> **WORK INSTRUCTIONS**:
Locate the word "objects" in the data below, then copy every line that holds it.

[Dataset entries]
=-=-=
PR #4724, opened 2021-04-07
Support tagging S3 objects

### LINKED ISSUE #3948: [aws backend] Support tagging S3 objects with projectId and other tags in deployment config
Let's tag objects for later analysis.  At least with the projectId, and let's let deployers put other tags in the deployment config that the backend will also add.

djmitche:
This automatically tags objects with the ProjectId, and allows deployers to add other custom tags on a per-backend basis.

Github Bug/Issue: Fixes #3948

### DIFF
--- a/services/object/src/backends/aws.js
+++ b/services/object/src/backends/aws.js
@@ -3,6 +3,7 @@ const assert = require('assert');
 const aws = require('aws-sdk');
 const { reportError } = require('taskcluster-lib-api');
 const taskcluster = require('taskcluster-client');
+const qs = require('qs');
 
 const PUT_URL_EXPIRES_SECONDS = 45 * 60;
 
@@ -31,6 +32,9 @@ class AwsBackend extends Backend {
       options.region = this.region;
     }
     this.s3 = new aws.S3(options);
+
+    // determine whether we are talking to a genuine AWS S3, or an emulation of it
+    this.isAws = !this.config.endpoint;
   }
 
   async createUpload(object, proposedUploadMethods) {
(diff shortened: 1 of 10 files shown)


services/object/src/backends/aws.js
```diff
@@ -31,6 +32,18 @@ class AwsBackend extends Backend {
       options.region = this.region;
     }
     this.s3 = new aws.S3(options);
+
+    // determine whether we are talking to a genuine AWS S3, or an emulation of it
+    this.isAws = !this.config.endpoint;
```
imbstack, line 37: The hit NBC drama "This is Aws"

services/object/src/backends/aws.js
```diff
@@ -136,6 +173,34 @@ class AwsBackend extends Backend {
...
+      ProjectId: object.project_id,
+    };
+  }
+
+  /**
+   * Construct the "Tagging" argument containing the tags for this object, as included
+   * in the `x-amx-tagging` header.
+   */
+  objectTaggingHeader(object) {
+    return qs.stringify(this._objectTags(object));
```
imbstack, line 192: I'm not deeply bothered by adding a new dependency to our pile of dependencies but superagent or got can't do something like this?

imbstack (approved):
I think this makes sense

djmitche:
I'll look at why the tests fail :(

djmitche:
just bad luck:
```
error An unexpected error occurred: "https://registry.yarnpkg.com/@azure/core-auth/-/core-auth-1.3.0.tgz: Request failed \"500 Internal Server Error\"".
```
=-=-=
> **ANSWER BOX**:
Support tagging S3 objects
### LINKED ISSUE #3948: [aws backend] Support tagging S3 objects with projectId and other tags in deployment config
Let's tag objects for later analysis.  At least with the projectId, and let's let deployers put other tags in the deployment config that the backend will also add.
This automatically tags objects with the ProjectId, and allows deployers to add other custom tags on a per-backend basis.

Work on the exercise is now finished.